Dayside enhancements of thermospheric O/N 2 following magnetic storm onset

Abstract

One frequently observed effect of thermospheric storms is the reduction of atomic oxygen relative to molecular nitrogen at high and middle latitudes. These composition changes lead to a decrease in thermospheric O I 130.4‐nm emissions in the sunlit hemisphere. Such decreases have been observed by various satellite‐based instruments including the Dynamics Explorer 1 (DE 1) Spin‐Scan Auroral Imager. In contrast, this paper focuses on enhancements of the terrestrial 130.4‐nm dayglow emission observed with DE 1. Following the onset of a geomagnetic storm at 1610 UT on February 5, 1983, an increase (>20%) in the O I 130.4‐nm emission was observed at middle latitudes in the morning sector of the Southern Hemisphere. The increased O I 130.4‐nm emission indicates an increase of atomic oxygen relative to molecular nitrogen. The brightness enhancement coincided with the passage of a large‐scale gravity wave that was observed in measurements from a global network of ionosondes.
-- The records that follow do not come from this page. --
PR #1330, opened 2025-04-08
Move `useFormKeyboardNavigation` to data entry feature

praseodym:
`useFormKeyboardNavigation` is only used for data entry, so move it to the data entry feature.


Lionqueen94 (approved):

lkleuver (approved):
lgtm

PR #1352, opened 2025-04-11
Show warning when data entry is already claimed

### LINKED ISSUE #1130: Error handling when already claimed

lkleuver:
These changes introduce an alert warning when a user tries to start data entry on polling station that is already claimed.

tests:
- added rtl test for rendering the alert
- added e2e test for checking that the redirect works with the correct path information

closes #1130


frontend/src/features/data_entry_choice/components/DataEntryChoicePage.tsx
```diff
@@ -30,12 +30,27 @@ export function DataEntryChoicePage() {
...
+  }
+
+  function getPollingStationNumber(pollingStationId: string | number | null) {
+    if (!pollingStationId) {
+      return 0;
+    }
+    pollingStationId = typeof pollingStationId === "string" ? parseInt(pollingStationId) : pollingStationId;
+    const pollingStation = pollingStations.find((ps) => ps.id === pollingStationId);
+    return pollingStation ? pollingStation.number : 0;
+  }
```
praseodym, line 52: It would be cleaner to put the polling station number in a variable directly instead of using a function that is called from the TSX

praseodym (commented):
#1130 also mentions "There should be another request to check the latest status of the polling station data entry when the user is typing the polling station numbers (see comments below).", do you want to add that to this PR or pick that up in a new issue?

frontend/src/features/data_entry_choice/components/DataEntryChoicePage.tsx
lkleuver: fixed in [240ca64](https://github.com/kiesraad/abacus/pull/1352/commits/240ca64e810eeb0ebc35d84b0f358dc7120c5b08)

praseodym (approved):

Lionqueen94 (approved):

praseodym:
> #1130 also mentions "There should be another request to check the latest status of the polling station data entry when the user is typing the polling station numbers (see comments below).", do you want to add that to this PR or pick that up in a new issue?

Created #1363 for this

The global FUV images and ionosonde observations are complemented by a TIMEGCM simulation of the February 1–6 period, which provides a framework for combining the ionosonde and DE 1 observations. The primary mechanisms for the FUV variations considered here are increases in the relative abundance of atomic oxygen in the morning sector caused by (1) the large‐scale gravity wave launched by the onset of magnetic activity and (2) corotation of previously affected parcels onto the dayside. The investigation leads to a physical interpretation of the observed FUV features in terms of the gravity wave effects and a transient Hadley circulation cell. This work represents the first detection of a large‐scale gravity wave from an orbiting FUV imager.